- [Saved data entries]
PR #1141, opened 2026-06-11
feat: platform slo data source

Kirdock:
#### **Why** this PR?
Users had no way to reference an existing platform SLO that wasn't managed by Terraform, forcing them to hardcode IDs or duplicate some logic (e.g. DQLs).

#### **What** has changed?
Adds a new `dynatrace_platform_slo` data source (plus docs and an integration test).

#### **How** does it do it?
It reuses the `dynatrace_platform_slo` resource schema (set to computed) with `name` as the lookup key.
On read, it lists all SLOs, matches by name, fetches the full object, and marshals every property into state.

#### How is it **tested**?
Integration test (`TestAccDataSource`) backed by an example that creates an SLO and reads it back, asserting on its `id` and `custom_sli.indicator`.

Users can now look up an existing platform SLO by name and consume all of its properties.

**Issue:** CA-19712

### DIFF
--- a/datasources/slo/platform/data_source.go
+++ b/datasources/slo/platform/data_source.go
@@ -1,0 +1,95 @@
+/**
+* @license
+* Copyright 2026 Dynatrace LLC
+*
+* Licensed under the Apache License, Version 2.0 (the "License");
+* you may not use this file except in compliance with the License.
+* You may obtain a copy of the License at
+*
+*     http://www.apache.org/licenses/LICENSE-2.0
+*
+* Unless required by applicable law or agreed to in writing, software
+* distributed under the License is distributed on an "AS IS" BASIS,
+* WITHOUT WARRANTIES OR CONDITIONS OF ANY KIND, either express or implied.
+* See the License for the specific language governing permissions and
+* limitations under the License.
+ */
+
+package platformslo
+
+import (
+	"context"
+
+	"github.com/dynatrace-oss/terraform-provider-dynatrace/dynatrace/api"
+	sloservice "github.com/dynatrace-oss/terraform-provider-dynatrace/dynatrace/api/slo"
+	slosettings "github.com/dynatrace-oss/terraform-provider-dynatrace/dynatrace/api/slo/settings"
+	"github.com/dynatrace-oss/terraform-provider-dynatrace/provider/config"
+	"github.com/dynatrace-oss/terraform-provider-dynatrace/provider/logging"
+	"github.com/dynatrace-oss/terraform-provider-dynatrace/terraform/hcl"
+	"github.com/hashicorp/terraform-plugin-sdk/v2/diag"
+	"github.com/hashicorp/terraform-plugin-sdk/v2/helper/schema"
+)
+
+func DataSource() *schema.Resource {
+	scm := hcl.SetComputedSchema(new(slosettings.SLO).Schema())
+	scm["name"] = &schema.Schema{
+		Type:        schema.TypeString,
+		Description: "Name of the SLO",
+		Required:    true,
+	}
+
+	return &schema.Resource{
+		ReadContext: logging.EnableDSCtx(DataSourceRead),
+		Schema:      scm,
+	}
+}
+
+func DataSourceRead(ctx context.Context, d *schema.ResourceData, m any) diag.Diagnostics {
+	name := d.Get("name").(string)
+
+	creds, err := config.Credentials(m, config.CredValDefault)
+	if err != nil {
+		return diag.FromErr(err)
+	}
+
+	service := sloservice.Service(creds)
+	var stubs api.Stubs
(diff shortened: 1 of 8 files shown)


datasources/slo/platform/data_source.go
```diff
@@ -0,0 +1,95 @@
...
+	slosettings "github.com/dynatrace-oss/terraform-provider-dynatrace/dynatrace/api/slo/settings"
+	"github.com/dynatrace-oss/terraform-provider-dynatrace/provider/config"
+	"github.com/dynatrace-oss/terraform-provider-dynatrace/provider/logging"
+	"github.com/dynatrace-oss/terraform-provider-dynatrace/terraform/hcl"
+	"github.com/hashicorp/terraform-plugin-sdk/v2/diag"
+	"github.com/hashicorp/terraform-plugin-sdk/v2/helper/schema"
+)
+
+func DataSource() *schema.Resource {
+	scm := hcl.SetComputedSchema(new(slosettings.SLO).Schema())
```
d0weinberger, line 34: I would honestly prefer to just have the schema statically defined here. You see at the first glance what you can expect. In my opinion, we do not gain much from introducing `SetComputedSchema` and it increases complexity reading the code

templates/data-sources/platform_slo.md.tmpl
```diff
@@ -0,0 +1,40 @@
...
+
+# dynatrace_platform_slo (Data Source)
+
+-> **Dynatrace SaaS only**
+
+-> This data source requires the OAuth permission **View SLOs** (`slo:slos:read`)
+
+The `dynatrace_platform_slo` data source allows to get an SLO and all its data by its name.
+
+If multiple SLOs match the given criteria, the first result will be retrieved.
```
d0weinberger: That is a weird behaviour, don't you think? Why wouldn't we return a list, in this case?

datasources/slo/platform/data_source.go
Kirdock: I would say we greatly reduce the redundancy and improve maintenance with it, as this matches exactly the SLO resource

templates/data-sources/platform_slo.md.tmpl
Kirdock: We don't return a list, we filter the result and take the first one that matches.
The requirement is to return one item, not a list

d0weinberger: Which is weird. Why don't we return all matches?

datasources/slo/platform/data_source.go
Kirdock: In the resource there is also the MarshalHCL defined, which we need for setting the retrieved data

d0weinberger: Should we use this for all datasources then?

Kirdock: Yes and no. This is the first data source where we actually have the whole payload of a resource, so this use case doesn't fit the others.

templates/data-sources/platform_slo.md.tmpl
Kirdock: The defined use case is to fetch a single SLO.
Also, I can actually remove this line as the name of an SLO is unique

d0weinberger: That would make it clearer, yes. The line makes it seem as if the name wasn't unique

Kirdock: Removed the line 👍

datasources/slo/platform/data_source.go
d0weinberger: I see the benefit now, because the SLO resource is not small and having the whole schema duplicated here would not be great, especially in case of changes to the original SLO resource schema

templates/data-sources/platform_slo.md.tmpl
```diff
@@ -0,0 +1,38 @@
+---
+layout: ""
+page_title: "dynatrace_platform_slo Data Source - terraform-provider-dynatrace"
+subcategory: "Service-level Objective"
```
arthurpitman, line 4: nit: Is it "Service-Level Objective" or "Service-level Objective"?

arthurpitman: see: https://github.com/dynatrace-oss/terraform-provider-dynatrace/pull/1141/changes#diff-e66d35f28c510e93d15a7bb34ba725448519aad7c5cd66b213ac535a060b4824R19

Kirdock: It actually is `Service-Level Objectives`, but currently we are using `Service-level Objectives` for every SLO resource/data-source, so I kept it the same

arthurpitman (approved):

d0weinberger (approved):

- [YOUR TASK]
Search the data above for the word "diag", then gather each line in which it appears.

- [ANSWER TO THIS EXERCISE]
+	"github.com/hashicorp/terraform-plugin-sdk/v2/diag"
+func DataSourceRead(ctx context.Context, d *schema.ResourceData, m any) diag.Diagnostics {
+		return diag.FromErr(err)
+	"github.com/hashicorp/terraform-plugin-sdk/v2/diag"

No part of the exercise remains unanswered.